Before they retired to rest, she made them punch, and gave them a small
bottle of liquor, which they could conceal about them and use on the
road. The next morning the sounds of the drums called the prisoners in
the square to get ready for their departure. Golpin went to the old
woman's room, insisting that she should give them more of the liquor.
Now the poor thing had already done much. Liquor in these far inland
countries, where there are no distilleries, reaches the enormous price
of from sixteen to twenty dollars a gallon. So she mildly but firmly
refused, upon which Golpin seized from the nail, where it was hung, a
very heavy key, which he knew to be that of the little cellar
underground, where the woman kept the liquor. She tried to regain
possession of it, but during the struggle Golpin beat her brains out
with a bar of iron that was in the room. This deed perpetrated, he
opened the trap-door to the cellar, and among the folds of his blanket
and that of his companion concealed as many flasks as they could carry.
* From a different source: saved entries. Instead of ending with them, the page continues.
PR #1275, opened 2017-07-31
Fix netlink pid check

tmakita:
The first patch fixes bogus check for netlink pid in bpf_attach_xdp, by which bpf_attach_xdp incorrectly ended up with failure.
The second patch improves printf format of pid.


drzaeus77:
[buildbot, ok to test]

PR #1279, opened 2017-08-02
Remove obsolete LUA_GLOBALSINDEX

NanXiao:
Since `LUA_GLOBALSINDEX` is obsolete from `Lua 5.2`, use `lua_getglobal` function instead.


drzaeus77:
[buildbot, ok to test]

PR #1280, opened 2017-08-02
Remove unused header file in pidpersec.py

NanXiao:


drzaeus77:
Hmm, the inclusion of ptrace.h was not meant to be automatic, but since https://github.com/iovisor/bcc/commit/0ba15075fc5f621e21fc68634816468d97bda5f1 it has been implicitly added as part of `__init__.py`:

```
usdt_text = lib.bcc_usdt_genargs(ctx_array, len(usdt_contexts)).decode()
text = usdt_text + text
```

In the empty usdt_contexts case (typical), this results in the single line of `#include <uapi/include/ptrace.h>`. I would rather that behavior be reverted and the explicit inclusion be restored. The reason being that in the case of non-tracing (e.g. networking) compilation, extraneous header files should not be included implicitly.

I would prefer that this PR be closed, but I'll leave it open for a small time in case there is further discussion.

NanXiao:
@drzaeus77 Thanks for your explanation! You can close it, thx!

NanXiao:
BTW, I am not a nitpicker, but find following code in [pidpersec.py](https://github.com/iovisor/bcc/blob/8e26b4916da5efd500eaed0fe5159c8cc8f981bf/tools/pidpersec.py#L29):    

`BPF_ARRAY(stats, u64, S_MAXSTAT + 1);`

Shouldn't 

`BPF_ARRAY(stats, u64, S_MAXSTAT);` is enough?

Thanks!

drzaeus77:
@NanXiao Yeah it should be enough.

NanXiao:
@drzaeus77 Thanks very much for your response! I will close this issue.

yonghong-song:
There are several files like this. Looks like they have the same issue.
-bash-4.3$ egrep -r S_MAXSTAT
dcstat.py:    S_MAXSTAT
dcstat.py:BPF_ARRAY(stats, u64, S_MAXSTAT + 1);
pidpersec.py:    S_MAXSTAT
pidpersec.py:BPF_ARRAY(stats, u64, S_MAXSTAT + 1);
vfsstat.py:    S_MAXSTAT
vfsstat.py:BPF_ARRAY(stats, u64, S_MAXSTAT + 1);
-bash-4.3$

Issue #1283, opened 2017-08-04
New Enhancement Request - tcptracer tool


shehzadkhawar:
Currently tcptracer output is like this. 
# ./tcptracer
Tracing TCP established connections. Ctrl-C to end.
T  PID    COMM             IP SADDR            DADDR            SPORT  DPORT
C  28943  telnet           4  192.168.1.2      192.168.1.1      59306  23
C  28818  curl             6  [::1]            [::1]            55758  80
X  28943  telnet           4  192.168.1.2      192.168.1.1      59306  23
A  28817  nc               6  [::1]            [::1]            80     55758
X  28818  curl             6  [::1]            [::1]            55758  80
X  28817  nc               6  [::1]            [::1]            80     55758
A  28978  nc               4  10.202.210.1     10.202.109.12    8080   59160
X  28978  nc               4  10.202.210.1     10.202.109.12    8080   59160

# Question (Enhancement Request): 
Is it possible that we can add a timestamp on each line as well? This way some analytics on a time-based scale can be extracted out of it. 

Cheers,
K.

iaguis:
I filed a PR implementing this: https://github.com/iovisor/bcc/pull/1284

shehzadkhawar:
Just checked, this is great. There is a traffic based DDoS scenario (or any other high load situation), in which millisecond granularity isn't much of a help. Is it possible that we can get it as in micro seconds or perhaps nanoseconds as options?

iaguis:
> Just checked, this is great. There is a traffic based DDoS scenario (or any other high load situation), in which millisecond granularity isn't much of a help. Is it possible that we can get it as in micro seconds or perhaps nanoseconds as options?

I added a commit that shows nanoseconds when `-v` is passed.

PR #1284, opened 2017-08-04
tools/tcptracer: add timestamp option

iaguis:
Similar to other tools from the tcp* family.

Fixes https://github.com/iovisor/bcc/issues/1283


drzaeus77:
[buildbot, ok to test]

PR #1285, opened 2017-08-06
Trace external pointers through maps

### LINKED ISSUE #253: invalid mem access when navigating struct sock
Here is a program that I thought should work:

They then shut the street-door and joined their companions.
Two hours afterwards, the husband returned, and knocked in vain; at
last, he broke open the door, and beheld his help-mate barbarously
mangled. A neighbour soon told him about the two Texan guests, and the
wretched man having made his depositions to an alcade, or constable,
they both started upon fresh horses, and at noon overtook the prisoners.